AWS Account credentials and bucket configuration.

In [None]:
aws_access_key = input('Tip you AWS Access Key:')
aws_secret_key = input('Tip you AWS Secret Key:')
aws_bucket_work = input('Tip you bucket (Eg. my-bucket-teste):')

### ▶ Application initializing

* Imports
* Setting env variables
* Init spark session
* Get data in wows api.

In [3]:
import os
import pytz
import time
import json
import boto3
import requests

from datetime import datetime
from pyspark.sql import SparkSession
from pyspark.sql.functions import input_file_name

partition = datetime.now().strftime('%Y-%m-%d')

bronze_key = f'wows/bronze/'
silver_path = f"s3a://{aws_bucket_work}/wows/silver/"
gold_path = f"s3a://{aws_bucket_work}/wows/gold/"

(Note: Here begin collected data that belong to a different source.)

Issue #1901, opened 2020-07-10
Save local shape library as a file to backup or share with someone to load into their localStorage?


sompylasar:
For sharing the local shape library with someone else, before introducing any cloud storage/accounts, it might be useful to save it into a file to share the file with someone, similar to drawing files.

RE: #1787

lipis:
This is already possible.

PR #1925, opened 2020-07-15
Library improvements

msal4:
Fixes some issues mentioned in #1904
- Resize library items and show more.
- Show library menu on mobile
- Resize icons on mobile

### DIFF
--- a/src/components/LibraryUnit.scss
+++ b/src/components/LibraryUnit.scss
@@ -2,10 +2,10 @@
   align-items: center;
   border: 1px solid #ccc;
   display: flex;
-  height: 126px; // match width
   justify-content: center;
   position: relative;
-  width: 126px; // exactly match the toolbar width when 3 are lined up + padding
+  width: 63px;
+  height: 63px; // match width
 }
 
 .library-unit__dragger {
--- a/src/components/LibraryUnit.scss
+++ b/src/components/LibraryUnit.scss
@@ -73,12 +73,3 @@
     transform: scale(0.95);
   }
 }
-
-// @media (max-width: 425px) {
-//   .library-unit__removeFromLibrary,
-//   .library-unit__removeFromLibrary:hover,
-//   .library-unit__removeFromLibrary:active {
-//     width: 16px;
-//     height: 16px;
-//   }
-// }
--- a/src/components/LibraryUnit.scss
+++ b/src/components/LibraryUnit.scss
@@ -73,3 +73,12 @@
     transform: scale(0.95);
   }
 }
+
+// @media (max-width: 425px) {
+//   .library-unit__removeFromLibrary,
+//   .library-unit__removeFromLibrary:hover,
+//   .library-unit__removeFromLibrary:active {
+//     width: 16px;
+//     height: 16px;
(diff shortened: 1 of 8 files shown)


dwelle:
- Not sure whether the library items aren't too small. Would probably need real-world use cases, I myself haven't used it that much yet.

Few notes on mobile (I'm on Android): 

- the `+` icon in the shape library doesn't show over the shape most of the time (it shows once I tap/hold finger over the shape).
- nor does the `x` icon, and it's easy to misclick and mistakenly remove an element from the library.

msal4:
I haven't looked into the library + and x icons, I'll fix them right away.
As for the library items, in my opinion, they are small but I don't think they are too small. It also wouldn't hurt if we made them a little bigger.

msal4:
I made the icons visible on mobile without the need for hovering. I think it's very usable now.

src/components/LibraryUnit.scss
```diff
@@ -73,3 +73,12 @@
...
 }
+
+// @media (max-width: 425px) {
+//   .library-unit__removeFromLibrary,
+//   .library-unit__removeFromLibrary:hover,
+//   .library-unit__removeFromLibrary:active {
+//     width: 16px;
+//     height: 16px;
+//   }
+// }
```
dwelle, line 84:
```suggestion
```

dwelle: Otherwise looking good.

msal4: I forgot to delete this.

msal4:
These changes address issue #1901 mentioned in #1904.
It adds the ability to export and import libraries. <br>
illustration[img]
<br>
The exported file has the extension `.excalidrawlib`. Could be `.json` or any other extension. It probably needs a dedicated button on the side so it's clear how to import a library.

dwelle:
I'd maybe leave exporting/importing for another PR, but here are my notes:

- it should export whole library, not just a single item
- as such, there should be an explicit button for export/import inside the library dialog, not via contextmenu on an item
- the export file dialog doesn't show correct file extension, at lest on windows and using the new FS. Are you testing on chrome or Safari/FF?

msal4:
I'm using a mac and I tested on Firefox and Chrome. It shows the correct file extension ".excalidrawlib".
Should I open another PR?

dwelle:
> I'm using a mac and I tested on Firefox and Chrome. It shows the correct file extension ".excalidrawlib". [EDIT] I just checked it on windows, it shows the same extension as well.

:shrug:

I checked how we do it elsewhere, and we're supposed to pass `extensions` property. It works for me that way.

```
fileSave(blob, { fileName: "library", extensions: ["excalidrawlib"] });
```

> Should I open another PR?

Prob best so we can discuss & review it separately, and it won't block this PR.

msal4:
Great, will do. Thanks!

dwelle:
I'm gonna merge this since it doesn't seem anyone will chime in any time soon. We can tweak the design later if need be. Thanks for the PR!

msal4:
My pleasure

os.environ["AWS_ACCESS_KEY_ID"] = aws_access_key
os.environ["AWS_SECRET_ACCESS_KEY"] = aws_secret_key
os.environ["DATALAKE_BUCKET"] = aws_bucket_work

s3 = boto3.resource('s3')

spark = SparkSession \
    .builder \
    .master('local[*]') \
    .appName("World of Warships Lakehouse APP") \
    .config("spark.serializer", "org.apache.spark.serializer.KryoSerializer") \
    .config("spark.sql.extensions", "io.delta.sql.DeltaSparkSessionExtension") \
    .config("spark.sql.catalog.spark_catalog", "org.apache.spark.sql.delta.catalog.DeltaCatalog") \
    .config("spark.jars.packages", "io.delta:delta-core_2.12:1.1.0,org.apache.hadoop:hadoop-aws:3.3.1,com.amazonaws:aws-java-sdk:1.12.141") \
    .enableHiveSupport() \
    .getOrCreate()



In [4]:
def send_request(url: str, payload: dict = {}, method: str = "get"):
    if method == "get":
        r = requests.get(url, params=payload)
        return r.json()

tz = "Brazil/East"
server_timezone = pytz.timezone(tz)
server_time = datetime.now(server_timezone)

# Clan - ID
clan_names = ["Diversão Brasil", 
              "Star Brasil", 
              "MARINHA DO BRASIL", 
              "FORÇA EXPEDICIONÁRIA BRASILEIRA", 
              "Brasil",
              "BRASIL ACIMA DE TUDO",
              "Brasil Império dos Mares"]
              
clan_p = [{"application_id": "d34126e87e37087d0337e9365f839ba3",  
           "search": x, 
           "fields": 
           "clan_id,name,tag"} for x in clan_names ]
clan_url = "http://api.worldofwarships.com/wows/clans/list/"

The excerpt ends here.